Using another vehicle or booster to propel a crew craft to space is considered a “much more traditional approach,” said Sonya McMullen, assistant professor of aeronautics at Embry-Riddle Aeronautical University. But Xcor would have the Lynx climb all the way up under its own power.

“They really took the hard technological approach to the same problem,” McMullen said.

Even for suborbital, there’s not that much benefit to air launch. Single-stage to suborbit is not a technological challenge. While XCOR may have underestimated the technical challenges of Lynx, I doubt there were any that couldn’t have been solved with more funding. Of course, the uncertainty of the market size probably didn’t help in that regard. But losing that ULA contract, after the Air Force cut the funding, was the final straw.

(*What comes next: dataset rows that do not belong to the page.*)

PR #68, opened 2015-12-12
Refactoring the default serialization behavior.

evert:
This is a work in progress

### DIFF
--- a/lib/serializers.php
+++ b/lib/serializers.php
@@ -2,12 +2,15 @@
 
 namespace Sabre\Xml\Serializer;
 
+use InvalidArgumentException;
 use Sabre\Xml\Writer;
+use Sabre\Xml\XmlSerializable;
 
 /**
  * This file provides a number of 'serializer' helper functions.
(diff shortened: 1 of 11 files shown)


lib/serializers.php
```diff
@@ -25,3 +60,165 @@ function valueObject(Writer $writer, $valueObject, $namespace) {
...
+        // A callback
+        $value($writer);
+
+    } elseif (is_null($value)) {
+
+        // nothing!
+
+    } elseif (is_array($value)) {
+
+        reset($value);
```
staabm: wont `foreach` automatically reset the array?

staabm: see http://php.net/manual/en/control-structures.foreach.php
```
Note:

In PHP 5, when foreach first starts executing, the internal array pointer is automatically reset to the first element of the array. This means that you do not need to call reset() before a foreach loop. 
```

evert: Huh weird.. I don't know why `reset` is in there. Perhaps some leftover from an earlier iteration of this. Removing it.

PR #71, opened 2015-12-21
A number of improvements to the new VO mapping system.

evert:
* New docblocks
* Updated some method signatures

cc: @staabm


staabm:
didnt test it yet, but looks good for now. thx, it simplifies things a bit.

staabm:
@evert thinking a bit further to improve the feature:

wouldnt it work to have a `$service->writeObject($object)` method, which can write any object in case it is of a class previously registered via `mapValueObject`?

that way I wouldnt need to repeat the clark-notation at write-time and need only the declaration...?

staabm:
Hmm I guess what I am after is `$service->getWriter()->write($object)`  instead of `$service->write($object)`.

If this is the intended way, the api needs some polish IMO. ValueObjects are registered at `Service` level but can only be written as-is on `Writer` level. maybe just need a shorthand `$service->writeObject()` as mentioned above.

staabm:
ATM I am doing something like

```php
class Myservice extends Service {
    const XMLNS_ORDER = "http://myns/order";

    private $clarkMap = array();

    public function __construct() {

        // make writer produce non-namespaced elements
        $this->namespaceMap[self::XMLNS_ORDER] = null;

        $this->mapValueObject('{'. self::XMLNS_ORDER .'}cancel_order_request', 'CancelOrderRequest');

        parent::__construct();
    }

    public function mapValueObject($elementName, $className) {
        parent::mapValueObject($elementName, $className);
        $this->clarkMap[$className] = $elementName;
    }

    public function writeObject($object) {
        if (!isset($this->clarkMap[get_class($object)])) throw new Exception('"'. get_class($object) .'" is not a registered value object class');

        return $this->write($this->clarkMap[get_class($object)], $object);
    }
}
```

to get arround this

evert:
I understand the issue, but:

    $service->getWriter()->write($object)

is not supposed to work. It it does, we have a bug. Consider this scenario:

```php

<?php
class VO1 {
   public $vo2;
}

class VO2 {
   public $foo = 'bar';
}

$vo1 = new VO1();
$vo1->vo2 = new VO2();

$server = new Service();
$server->mapValueObject('{}vo1', 'VO1');
$server->mapValueObject('{}vo2', 'VO2');
$service->write($vo1);
```

Should output:

```xml
<?xml version="1.0"?>
<vo1>
   <vo2>
      <foo>bar</foo>
   </vo2>
</vo1>
```

staabm:
After testing a bit more I came to the same conclusion. It doesnt work with `$service->getWriter()->write($object)` either :-).

What do you think about a `writeObject` like method?
I am fine with having this kind of feature at my app level but it feels like a good addition for the valueObject based approach

evert:
I think it's a good idea. I'm creating a PR now but I'll call it `writeVO` instead =)

PR #74, opened 2015-12-23
Fix infinite loop on unknown elements in VO's.

### LINKED ISSUE #73: Endless loop in Service->parse
using the following ...

... ValueObject
```php
class ErpOrderResponse {
    public $request_id;
    public $order_id;
    // because this property is missing, things run endless.
    // uncommenting the line will make things work again
    // public $status;
    public $version;
    public $success;
}
```

... XML
```xml
<?xml version="1.0" encoding="UTF-8" standalone="yes"?>
<order_response xmlns="http://clxERP/order">
    <request_id>ErpService:Wed, 23 Dec 2015 13:06:23 +0100</request_id>
    <order_id>56652</order_id>
    <status>CANCELLED</status>
    <version>9</version>
    <success>true</success>
</order_response>
```

... Service
```php
class ErpMarshall extends Sabre\Xml\Service {
    const XMLNS_ORDER = "http://clxERP/order";

    private $clarkMap = array();

    public function __construct() {

        // make writer produce non-namespaced elements
        $this->namespaceMap[self::XMLNS_ORDER] = null;

        $this->mapValueObject('{'. self::XMLNS_ORDER .'}cancel_order_request', 'ErpCancelOrderRequest');
        $this->mapValueObject('{'. self::XMLNS_ORDER .'}order_response', 'ErpOrderResponse');
    }

    public function mapValueObject($elementName, $className) {
        parent::mapValueObject($elementName, $className);
        $this->clarkMap[$className] = $elementName;
    }

    public function writeObject($object) {
        if (!isset($this->clarkMap[get_class($object)])) throw new Exception('"'. get_class($object) .'" is not a registered value object class');

        return $this->write($this->clarkMap[get_class($object)], $object);
    }
}
```

I guess this service class can be simplified further to get a minimal testcase.

things run endless when you do a parse like
```php
$marshall = new ErpMarshall();
var_dump($marshall->parse($xml));
```

uncommenting the property `status` in the `ErpOrderResponse` class makes things work as expected.
I agree its a programming mistake, but I feel we need to improve the DX.

As I run the code on the CLI it also never timeouts, which is a different problem ;).

evert:
Fixes #73

### DIFF
--- a/lib/deserializers.php
+++ b/lib/deserializers.php
@@ -189,6 +189,9 @@ function valueObject(Reader $reader, $className, $namespace) {
 
             if (property_exists($valueObject, $reader->localName)) {
                 $valueObject->{$reader->localName} = $reader->parseCurrentElement()['value'];
+            } else {
+                // Ignore property
+                $reader->next();
             }
         } else {
             $reader->read();
--- a/tests/Sabre/Xml/DeserializersTest.php
+++ b/tests/Sabre/Xml/DeserializersTest.php
@@ -74,7 +74,7 @@ XML;
         $reader->xml($input);
         $reader->elementMap = [
             '{urn:foo}foo' => function(Reader $reader) {
-                return valueObject($reader, TestVo::class, 'urn:foo');
+                return valueObject($reader, 'Sabre\\Xml\\Deserializer\\TestVo', 'urn:foo');
             }
         ];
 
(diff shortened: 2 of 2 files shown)


staabm:
Fix will be verified on monday, when I am back on my workstation. Thx so far for your quick response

And as I’ve often said, despite the failures (so far) to get a commercial suborbital operation going, there are no intrinsic reasons why it has to be difficult. XCOR had a good technical approach that ultimately failed to find sufficient investment, and VG made poor initial business and design choices that has resulted in them becoming a money sink in a sunk-cost trap for over a decade, despite the much vaster financial resources. As I noted in the last post, I expect that Blue Origin will finally show the way and allow us to determine the market, next year. Maybe even VG finally will as well.